For the listing below, return the line containing "- If the external", the line containing "- The option", and all lines in between, exactly as written and nothing else.

[RECORDS FOR PROCESSING]
▬▬▬▬▬▬
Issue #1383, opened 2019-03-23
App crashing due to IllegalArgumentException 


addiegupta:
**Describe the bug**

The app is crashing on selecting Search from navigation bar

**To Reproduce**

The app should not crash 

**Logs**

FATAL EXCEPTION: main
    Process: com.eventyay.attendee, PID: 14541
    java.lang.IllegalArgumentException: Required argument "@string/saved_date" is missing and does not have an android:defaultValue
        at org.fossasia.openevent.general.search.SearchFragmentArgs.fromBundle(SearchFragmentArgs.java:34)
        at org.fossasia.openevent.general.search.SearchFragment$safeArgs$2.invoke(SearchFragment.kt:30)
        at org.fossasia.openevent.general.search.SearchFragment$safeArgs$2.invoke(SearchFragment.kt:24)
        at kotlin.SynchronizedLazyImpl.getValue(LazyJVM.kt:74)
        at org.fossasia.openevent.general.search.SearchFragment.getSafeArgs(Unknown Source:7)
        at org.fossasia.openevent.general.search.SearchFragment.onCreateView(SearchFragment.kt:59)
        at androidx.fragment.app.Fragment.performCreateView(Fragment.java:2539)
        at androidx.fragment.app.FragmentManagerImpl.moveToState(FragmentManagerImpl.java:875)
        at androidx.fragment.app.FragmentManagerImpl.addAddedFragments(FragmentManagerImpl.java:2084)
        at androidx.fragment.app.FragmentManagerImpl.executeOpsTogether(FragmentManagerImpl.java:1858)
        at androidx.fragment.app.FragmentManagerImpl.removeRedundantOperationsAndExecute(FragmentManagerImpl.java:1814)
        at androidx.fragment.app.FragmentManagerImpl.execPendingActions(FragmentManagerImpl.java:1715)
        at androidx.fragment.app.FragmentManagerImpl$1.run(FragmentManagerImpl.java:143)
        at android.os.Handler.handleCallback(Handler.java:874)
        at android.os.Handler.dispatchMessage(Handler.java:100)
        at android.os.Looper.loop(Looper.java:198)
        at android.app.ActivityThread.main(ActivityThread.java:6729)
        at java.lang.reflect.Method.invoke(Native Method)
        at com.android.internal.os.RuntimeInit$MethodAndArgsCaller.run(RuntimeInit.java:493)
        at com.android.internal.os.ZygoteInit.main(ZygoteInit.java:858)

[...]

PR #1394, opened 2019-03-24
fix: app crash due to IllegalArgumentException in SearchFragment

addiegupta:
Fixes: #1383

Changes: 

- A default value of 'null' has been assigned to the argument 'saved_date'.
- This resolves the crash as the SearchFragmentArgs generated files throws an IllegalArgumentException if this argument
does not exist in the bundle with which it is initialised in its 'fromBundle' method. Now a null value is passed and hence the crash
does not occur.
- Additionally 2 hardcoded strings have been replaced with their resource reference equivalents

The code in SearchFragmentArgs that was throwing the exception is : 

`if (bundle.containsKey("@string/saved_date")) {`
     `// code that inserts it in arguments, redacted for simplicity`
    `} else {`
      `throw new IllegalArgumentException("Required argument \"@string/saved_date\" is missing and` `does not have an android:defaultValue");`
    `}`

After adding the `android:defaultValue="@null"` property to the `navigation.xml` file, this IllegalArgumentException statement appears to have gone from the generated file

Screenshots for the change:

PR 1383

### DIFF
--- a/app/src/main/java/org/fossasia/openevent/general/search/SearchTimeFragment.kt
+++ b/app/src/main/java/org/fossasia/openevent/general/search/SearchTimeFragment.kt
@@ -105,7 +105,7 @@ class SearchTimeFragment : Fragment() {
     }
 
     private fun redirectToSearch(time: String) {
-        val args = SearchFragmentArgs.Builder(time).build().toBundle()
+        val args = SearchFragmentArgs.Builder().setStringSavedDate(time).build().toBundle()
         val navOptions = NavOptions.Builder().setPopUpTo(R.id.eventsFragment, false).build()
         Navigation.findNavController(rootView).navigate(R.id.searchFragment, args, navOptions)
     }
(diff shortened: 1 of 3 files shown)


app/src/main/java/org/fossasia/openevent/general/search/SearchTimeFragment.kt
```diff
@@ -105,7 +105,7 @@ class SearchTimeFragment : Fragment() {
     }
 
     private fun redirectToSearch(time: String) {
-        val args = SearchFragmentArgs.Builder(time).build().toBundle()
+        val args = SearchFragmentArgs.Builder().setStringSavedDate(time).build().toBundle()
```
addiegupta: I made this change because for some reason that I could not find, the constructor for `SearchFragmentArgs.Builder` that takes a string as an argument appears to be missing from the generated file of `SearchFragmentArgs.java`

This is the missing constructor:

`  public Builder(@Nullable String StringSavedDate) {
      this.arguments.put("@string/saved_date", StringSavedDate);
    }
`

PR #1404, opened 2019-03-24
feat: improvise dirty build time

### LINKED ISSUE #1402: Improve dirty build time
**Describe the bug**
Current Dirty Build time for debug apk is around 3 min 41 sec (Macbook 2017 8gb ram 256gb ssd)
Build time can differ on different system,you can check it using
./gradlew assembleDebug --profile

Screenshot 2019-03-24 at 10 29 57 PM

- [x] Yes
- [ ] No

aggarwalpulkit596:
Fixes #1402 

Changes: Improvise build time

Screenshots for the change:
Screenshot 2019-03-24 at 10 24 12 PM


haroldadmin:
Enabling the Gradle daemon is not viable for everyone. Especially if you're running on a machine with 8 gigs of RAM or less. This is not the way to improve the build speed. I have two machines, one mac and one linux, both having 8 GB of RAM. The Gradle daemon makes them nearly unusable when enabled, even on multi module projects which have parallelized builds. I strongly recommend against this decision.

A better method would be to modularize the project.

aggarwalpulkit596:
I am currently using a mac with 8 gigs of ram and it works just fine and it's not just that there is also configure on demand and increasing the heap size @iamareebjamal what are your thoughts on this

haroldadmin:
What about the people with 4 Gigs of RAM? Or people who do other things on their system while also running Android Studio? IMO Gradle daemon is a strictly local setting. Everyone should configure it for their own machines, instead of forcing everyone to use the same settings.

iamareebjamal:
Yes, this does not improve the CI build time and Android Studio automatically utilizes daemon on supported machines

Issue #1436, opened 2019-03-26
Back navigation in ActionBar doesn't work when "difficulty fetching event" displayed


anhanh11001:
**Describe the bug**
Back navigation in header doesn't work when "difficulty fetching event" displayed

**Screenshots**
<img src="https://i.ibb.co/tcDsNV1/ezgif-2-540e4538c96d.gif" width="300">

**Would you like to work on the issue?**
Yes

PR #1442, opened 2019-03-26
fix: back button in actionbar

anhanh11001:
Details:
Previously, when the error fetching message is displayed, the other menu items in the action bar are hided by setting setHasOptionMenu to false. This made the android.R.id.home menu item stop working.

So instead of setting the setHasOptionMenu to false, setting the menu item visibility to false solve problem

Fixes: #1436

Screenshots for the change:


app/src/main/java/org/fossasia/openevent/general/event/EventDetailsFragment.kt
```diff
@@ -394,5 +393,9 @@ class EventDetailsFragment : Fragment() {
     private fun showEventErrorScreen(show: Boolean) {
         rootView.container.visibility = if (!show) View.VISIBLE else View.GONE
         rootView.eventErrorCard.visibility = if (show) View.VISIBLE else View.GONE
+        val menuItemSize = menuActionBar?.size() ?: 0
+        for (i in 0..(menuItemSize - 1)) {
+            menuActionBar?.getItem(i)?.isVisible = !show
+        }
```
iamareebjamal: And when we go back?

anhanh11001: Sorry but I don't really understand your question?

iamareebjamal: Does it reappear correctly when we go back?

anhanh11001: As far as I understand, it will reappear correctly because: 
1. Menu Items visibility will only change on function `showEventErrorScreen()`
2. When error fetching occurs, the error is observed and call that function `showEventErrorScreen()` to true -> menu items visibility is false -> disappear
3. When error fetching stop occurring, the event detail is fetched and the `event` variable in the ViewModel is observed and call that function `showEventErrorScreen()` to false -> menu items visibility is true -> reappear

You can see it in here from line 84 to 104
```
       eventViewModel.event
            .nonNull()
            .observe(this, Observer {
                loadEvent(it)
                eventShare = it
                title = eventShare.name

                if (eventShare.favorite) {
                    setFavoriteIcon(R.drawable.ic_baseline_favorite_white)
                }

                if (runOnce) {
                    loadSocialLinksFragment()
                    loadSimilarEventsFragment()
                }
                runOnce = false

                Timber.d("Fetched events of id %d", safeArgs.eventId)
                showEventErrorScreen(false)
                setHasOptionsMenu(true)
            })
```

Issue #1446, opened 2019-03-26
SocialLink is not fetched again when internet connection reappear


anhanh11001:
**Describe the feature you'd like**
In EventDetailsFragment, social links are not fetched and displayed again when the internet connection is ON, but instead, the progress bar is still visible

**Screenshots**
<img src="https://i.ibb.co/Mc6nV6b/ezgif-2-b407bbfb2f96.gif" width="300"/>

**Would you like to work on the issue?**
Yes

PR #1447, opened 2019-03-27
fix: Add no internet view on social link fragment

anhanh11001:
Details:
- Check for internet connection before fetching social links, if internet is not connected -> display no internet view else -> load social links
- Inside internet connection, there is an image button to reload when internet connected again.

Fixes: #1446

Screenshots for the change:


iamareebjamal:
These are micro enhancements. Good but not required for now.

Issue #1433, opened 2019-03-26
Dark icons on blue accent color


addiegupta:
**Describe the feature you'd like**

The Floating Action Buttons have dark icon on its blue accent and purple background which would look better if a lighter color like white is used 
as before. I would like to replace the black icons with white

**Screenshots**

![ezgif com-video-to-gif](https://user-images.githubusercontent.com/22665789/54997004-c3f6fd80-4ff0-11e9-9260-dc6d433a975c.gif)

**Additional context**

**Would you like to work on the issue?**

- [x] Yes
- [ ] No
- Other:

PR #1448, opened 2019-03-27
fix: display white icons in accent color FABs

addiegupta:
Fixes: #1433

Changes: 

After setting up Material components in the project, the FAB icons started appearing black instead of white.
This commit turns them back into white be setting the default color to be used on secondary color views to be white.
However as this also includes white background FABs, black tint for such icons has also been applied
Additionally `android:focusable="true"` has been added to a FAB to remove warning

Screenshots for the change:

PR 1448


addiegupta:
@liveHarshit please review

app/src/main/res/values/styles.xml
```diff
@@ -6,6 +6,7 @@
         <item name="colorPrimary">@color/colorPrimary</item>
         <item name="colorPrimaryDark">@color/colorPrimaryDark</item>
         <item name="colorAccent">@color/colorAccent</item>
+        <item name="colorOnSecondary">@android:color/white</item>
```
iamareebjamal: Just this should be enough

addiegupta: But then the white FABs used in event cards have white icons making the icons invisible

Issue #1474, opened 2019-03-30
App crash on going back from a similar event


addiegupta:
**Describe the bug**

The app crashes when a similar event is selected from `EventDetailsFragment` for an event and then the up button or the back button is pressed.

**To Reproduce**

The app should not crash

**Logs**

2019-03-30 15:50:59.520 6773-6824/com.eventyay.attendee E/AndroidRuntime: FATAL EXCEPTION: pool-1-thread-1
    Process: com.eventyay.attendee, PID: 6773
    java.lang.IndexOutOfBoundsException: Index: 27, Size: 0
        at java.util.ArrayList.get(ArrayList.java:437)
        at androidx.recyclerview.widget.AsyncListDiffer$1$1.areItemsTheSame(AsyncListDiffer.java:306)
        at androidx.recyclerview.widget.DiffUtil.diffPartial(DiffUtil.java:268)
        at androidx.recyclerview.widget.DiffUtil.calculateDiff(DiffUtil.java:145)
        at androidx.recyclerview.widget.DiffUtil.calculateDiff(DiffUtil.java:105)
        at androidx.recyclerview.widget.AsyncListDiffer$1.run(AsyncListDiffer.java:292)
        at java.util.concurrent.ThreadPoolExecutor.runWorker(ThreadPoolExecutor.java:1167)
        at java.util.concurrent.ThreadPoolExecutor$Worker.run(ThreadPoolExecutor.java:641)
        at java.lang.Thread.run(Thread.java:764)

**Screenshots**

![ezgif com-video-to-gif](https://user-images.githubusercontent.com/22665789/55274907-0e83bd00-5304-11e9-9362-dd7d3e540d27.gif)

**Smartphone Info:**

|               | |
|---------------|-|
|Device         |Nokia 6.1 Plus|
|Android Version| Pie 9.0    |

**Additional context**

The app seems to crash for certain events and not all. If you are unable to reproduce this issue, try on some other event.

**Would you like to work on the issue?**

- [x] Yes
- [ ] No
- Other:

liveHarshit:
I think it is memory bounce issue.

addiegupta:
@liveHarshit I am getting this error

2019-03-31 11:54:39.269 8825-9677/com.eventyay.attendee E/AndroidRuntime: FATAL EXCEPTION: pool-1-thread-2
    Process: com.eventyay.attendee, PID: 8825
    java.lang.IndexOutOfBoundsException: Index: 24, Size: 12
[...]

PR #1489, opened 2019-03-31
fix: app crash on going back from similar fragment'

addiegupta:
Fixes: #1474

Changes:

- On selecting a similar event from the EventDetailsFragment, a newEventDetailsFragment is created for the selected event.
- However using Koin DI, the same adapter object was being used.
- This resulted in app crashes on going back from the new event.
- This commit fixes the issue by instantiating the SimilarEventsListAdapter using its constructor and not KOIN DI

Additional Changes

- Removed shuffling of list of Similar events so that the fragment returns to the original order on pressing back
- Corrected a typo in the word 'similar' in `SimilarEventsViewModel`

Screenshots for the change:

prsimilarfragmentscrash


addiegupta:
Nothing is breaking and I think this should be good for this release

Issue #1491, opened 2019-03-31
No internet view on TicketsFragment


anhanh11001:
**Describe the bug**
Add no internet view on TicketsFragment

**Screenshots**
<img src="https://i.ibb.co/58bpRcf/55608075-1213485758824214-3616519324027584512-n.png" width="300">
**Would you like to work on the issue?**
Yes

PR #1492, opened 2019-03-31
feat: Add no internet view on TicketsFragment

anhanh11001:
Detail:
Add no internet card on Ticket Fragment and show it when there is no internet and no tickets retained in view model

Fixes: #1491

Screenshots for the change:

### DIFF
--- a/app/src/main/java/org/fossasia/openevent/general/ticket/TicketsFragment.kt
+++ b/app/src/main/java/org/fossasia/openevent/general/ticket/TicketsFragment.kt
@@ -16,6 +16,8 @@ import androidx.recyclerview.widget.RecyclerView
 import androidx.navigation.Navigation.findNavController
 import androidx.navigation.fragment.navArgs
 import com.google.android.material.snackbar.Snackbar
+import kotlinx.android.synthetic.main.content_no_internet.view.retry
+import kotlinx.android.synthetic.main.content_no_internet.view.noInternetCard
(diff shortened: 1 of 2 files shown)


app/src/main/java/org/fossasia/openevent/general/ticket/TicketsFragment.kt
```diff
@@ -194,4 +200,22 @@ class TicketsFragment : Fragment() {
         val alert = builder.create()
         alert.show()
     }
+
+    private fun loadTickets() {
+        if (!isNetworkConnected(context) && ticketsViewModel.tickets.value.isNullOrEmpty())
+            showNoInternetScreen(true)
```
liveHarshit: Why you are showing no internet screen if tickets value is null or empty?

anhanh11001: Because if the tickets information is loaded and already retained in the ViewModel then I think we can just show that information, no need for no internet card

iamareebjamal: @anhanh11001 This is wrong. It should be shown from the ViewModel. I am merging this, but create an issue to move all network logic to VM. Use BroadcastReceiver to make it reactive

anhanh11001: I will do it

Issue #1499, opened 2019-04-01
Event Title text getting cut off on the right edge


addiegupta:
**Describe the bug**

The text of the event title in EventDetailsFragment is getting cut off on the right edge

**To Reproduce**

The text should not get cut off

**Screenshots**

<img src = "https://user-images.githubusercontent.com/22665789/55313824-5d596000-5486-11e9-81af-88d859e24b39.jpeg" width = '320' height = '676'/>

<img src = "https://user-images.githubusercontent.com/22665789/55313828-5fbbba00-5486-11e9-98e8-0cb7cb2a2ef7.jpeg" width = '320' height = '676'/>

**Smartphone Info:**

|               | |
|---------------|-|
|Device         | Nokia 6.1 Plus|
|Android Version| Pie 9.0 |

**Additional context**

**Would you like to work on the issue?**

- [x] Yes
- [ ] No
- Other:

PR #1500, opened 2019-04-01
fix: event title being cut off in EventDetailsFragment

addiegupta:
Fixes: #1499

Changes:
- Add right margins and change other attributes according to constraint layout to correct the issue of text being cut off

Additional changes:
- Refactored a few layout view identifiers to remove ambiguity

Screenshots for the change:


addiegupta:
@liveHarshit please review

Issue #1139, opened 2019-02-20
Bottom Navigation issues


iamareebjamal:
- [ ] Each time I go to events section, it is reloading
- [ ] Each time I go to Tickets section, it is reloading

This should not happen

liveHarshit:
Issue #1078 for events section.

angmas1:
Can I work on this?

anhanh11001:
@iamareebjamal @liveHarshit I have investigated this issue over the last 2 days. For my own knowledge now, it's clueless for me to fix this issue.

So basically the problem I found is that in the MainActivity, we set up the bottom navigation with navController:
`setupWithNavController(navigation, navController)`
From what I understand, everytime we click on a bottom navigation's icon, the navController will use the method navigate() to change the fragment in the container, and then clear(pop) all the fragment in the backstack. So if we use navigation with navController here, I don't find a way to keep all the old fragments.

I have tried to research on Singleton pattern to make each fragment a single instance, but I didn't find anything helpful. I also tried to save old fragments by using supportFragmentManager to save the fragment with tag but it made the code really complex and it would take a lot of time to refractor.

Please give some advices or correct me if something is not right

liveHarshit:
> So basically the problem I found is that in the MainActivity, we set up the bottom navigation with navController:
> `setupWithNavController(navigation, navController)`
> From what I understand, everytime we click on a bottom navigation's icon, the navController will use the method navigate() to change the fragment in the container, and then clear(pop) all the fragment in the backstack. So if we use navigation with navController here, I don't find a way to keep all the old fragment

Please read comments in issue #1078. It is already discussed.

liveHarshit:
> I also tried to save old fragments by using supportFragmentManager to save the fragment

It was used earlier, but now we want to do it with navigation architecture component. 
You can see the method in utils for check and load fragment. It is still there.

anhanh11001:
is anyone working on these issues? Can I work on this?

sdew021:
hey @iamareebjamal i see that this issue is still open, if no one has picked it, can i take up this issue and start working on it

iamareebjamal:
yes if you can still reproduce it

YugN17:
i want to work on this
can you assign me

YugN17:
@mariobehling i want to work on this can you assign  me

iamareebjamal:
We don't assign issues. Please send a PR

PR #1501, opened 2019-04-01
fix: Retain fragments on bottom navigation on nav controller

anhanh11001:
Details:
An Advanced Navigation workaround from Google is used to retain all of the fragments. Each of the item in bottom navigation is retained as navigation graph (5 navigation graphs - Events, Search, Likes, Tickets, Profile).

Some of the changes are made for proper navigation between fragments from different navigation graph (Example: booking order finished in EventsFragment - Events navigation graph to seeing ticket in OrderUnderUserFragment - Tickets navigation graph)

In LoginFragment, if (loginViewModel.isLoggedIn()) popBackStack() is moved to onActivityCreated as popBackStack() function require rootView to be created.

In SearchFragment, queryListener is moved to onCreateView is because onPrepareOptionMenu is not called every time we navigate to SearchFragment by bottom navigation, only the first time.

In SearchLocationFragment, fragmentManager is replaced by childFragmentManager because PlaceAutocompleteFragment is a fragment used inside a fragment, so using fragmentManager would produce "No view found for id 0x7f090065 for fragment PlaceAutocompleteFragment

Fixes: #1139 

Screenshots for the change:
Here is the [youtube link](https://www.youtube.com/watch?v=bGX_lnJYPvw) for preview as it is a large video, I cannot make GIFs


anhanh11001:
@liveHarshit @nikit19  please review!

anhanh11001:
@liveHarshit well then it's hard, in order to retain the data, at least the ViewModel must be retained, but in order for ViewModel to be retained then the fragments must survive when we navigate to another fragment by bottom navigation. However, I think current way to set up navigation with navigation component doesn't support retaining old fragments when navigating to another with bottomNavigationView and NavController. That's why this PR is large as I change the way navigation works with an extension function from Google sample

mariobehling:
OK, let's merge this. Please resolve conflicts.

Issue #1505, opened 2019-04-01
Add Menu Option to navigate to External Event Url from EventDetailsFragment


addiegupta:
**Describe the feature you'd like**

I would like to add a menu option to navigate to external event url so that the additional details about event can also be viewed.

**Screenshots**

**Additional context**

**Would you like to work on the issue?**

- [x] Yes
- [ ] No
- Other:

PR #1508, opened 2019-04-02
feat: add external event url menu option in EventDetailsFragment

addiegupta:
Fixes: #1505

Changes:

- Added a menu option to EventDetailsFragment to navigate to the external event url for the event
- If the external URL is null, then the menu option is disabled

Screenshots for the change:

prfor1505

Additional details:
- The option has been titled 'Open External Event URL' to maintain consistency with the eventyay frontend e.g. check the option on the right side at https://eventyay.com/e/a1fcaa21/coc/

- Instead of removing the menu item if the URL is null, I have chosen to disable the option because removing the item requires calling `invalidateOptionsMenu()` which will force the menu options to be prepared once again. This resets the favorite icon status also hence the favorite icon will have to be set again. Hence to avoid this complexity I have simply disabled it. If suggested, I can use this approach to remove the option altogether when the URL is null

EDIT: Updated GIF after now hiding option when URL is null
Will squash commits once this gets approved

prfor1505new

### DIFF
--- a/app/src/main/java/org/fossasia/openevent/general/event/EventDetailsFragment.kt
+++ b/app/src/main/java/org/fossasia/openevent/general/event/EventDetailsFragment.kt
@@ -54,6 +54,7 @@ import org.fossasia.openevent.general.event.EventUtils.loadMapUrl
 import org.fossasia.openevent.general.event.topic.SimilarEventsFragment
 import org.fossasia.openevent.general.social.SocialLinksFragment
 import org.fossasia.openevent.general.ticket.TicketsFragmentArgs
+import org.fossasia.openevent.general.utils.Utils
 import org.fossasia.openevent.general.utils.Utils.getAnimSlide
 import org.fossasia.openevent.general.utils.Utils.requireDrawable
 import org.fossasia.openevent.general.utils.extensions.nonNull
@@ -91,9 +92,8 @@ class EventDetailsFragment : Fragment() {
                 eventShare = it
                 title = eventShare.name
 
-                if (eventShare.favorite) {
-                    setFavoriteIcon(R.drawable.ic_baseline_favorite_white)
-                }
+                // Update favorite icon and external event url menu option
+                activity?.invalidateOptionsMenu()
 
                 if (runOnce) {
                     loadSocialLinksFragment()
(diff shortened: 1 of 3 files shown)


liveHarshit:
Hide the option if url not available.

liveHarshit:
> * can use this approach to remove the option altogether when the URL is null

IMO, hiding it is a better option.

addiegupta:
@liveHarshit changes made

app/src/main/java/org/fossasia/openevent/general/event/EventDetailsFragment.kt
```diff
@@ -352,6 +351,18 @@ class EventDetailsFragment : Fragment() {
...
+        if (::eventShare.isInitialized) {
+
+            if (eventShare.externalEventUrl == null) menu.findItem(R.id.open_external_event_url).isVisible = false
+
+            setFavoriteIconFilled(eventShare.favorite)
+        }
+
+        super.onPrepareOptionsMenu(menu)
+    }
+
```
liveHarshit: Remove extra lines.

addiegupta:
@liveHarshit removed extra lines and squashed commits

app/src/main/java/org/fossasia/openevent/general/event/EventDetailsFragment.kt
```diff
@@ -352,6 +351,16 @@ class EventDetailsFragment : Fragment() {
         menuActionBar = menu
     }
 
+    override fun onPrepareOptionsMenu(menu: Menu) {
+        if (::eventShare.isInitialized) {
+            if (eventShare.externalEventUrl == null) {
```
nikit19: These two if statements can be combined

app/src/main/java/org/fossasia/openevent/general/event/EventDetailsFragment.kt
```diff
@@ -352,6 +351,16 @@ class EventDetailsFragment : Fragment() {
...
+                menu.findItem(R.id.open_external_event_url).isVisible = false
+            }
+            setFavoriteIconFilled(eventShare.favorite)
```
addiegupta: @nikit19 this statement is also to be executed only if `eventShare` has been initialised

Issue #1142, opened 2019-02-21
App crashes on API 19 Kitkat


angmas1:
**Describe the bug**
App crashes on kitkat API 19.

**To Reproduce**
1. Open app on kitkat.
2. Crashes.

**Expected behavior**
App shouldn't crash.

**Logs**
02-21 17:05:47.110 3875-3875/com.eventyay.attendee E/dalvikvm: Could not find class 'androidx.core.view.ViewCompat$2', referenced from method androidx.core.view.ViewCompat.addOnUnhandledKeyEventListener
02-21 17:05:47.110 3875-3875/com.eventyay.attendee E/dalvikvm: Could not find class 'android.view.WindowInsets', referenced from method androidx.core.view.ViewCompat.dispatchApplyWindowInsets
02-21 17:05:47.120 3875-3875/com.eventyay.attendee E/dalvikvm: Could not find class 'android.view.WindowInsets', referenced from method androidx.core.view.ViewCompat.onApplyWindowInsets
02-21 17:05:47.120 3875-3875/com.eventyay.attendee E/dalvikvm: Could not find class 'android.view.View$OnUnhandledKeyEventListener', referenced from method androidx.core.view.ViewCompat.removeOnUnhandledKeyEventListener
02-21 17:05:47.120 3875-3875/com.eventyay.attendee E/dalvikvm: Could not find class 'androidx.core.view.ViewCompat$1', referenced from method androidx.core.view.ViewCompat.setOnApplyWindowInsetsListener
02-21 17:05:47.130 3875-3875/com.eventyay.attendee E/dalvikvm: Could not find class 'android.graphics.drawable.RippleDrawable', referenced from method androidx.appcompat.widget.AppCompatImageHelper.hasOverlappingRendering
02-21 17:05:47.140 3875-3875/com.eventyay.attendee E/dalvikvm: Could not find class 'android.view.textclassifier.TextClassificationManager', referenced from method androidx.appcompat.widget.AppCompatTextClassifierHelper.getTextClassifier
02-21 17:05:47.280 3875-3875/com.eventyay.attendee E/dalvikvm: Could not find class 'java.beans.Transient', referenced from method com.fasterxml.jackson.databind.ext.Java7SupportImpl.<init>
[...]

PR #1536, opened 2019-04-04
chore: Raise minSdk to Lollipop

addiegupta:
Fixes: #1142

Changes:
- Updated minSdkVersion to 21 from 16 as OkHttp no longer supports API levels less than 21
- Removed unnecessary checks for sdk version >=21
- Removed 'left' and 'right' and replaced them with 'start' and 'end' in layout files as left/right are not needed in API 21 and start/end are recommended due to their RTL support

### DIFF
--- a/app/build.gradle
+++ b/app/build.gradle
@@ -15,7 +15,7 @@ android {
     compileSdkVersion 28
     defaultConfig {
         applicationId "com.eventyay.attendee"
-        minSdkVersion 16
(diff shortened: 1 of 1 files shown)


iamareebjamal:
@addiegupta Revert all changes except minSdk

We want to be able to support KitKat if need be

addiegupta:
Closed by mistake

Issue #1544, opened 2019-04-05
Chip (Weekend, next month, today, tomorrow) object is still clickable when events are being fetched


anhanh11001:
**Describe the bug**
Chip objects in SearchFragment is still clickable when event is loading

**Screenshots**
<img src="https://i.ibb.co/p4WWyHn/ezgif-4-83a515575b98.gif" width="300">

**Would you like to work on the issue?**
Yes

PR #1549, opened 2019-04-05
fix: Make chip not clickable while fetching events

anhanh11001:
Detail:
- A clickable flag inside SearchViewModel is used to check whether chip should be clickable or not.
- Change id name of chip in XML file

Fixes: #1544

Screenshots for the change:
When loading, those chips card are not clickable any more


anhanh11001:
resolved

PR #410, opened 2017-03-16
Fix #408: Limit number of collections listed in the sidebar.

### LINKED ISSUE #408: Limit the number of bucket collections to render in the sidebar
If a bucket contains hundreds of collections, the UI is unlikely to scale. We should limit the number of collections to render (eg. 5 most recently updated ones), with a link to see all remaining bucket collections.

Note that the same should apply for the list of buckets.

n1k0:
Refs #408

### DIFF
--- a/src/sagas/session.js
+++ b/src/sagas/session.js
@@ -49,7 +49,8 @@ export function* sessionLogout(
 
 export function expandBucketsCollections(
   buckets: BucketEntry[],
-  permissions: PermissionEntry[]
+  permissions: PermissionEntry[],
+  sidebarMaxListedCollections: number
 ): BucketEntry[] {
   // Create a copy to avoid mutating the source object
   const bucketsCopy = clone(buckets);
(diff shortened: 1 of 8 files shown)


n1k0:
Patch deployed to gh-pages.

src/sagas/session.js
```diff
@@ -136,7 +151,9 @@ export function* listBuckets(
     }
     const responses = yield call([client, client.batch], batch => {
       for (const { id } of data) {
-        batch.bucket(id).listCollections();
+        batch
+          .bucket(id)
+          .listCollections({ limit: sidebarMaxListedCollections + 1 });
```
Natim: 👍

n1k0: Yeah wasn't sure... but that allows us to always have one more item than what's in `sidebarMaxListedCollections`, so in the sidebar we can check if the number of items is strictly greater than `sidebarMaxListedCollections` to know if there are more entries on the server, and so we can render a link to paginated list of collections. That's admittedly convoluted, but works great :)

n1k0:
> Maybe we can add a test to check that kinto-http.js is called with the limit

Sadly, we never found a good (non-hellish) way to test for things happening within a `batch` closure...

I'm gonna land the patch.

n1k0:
▬▬▬▬▬▬
[COMPLETED TASK]
- If the external URL is null, then the menu option is disabled

Screenshots for the change:

prfor1505

Additional details:
- The option has been titled 'Open External Event URL' to maintain consistency with the eventyay frontend e.g. check the option on the right side at https://eventyay.com/e/a1fcaa21/coc/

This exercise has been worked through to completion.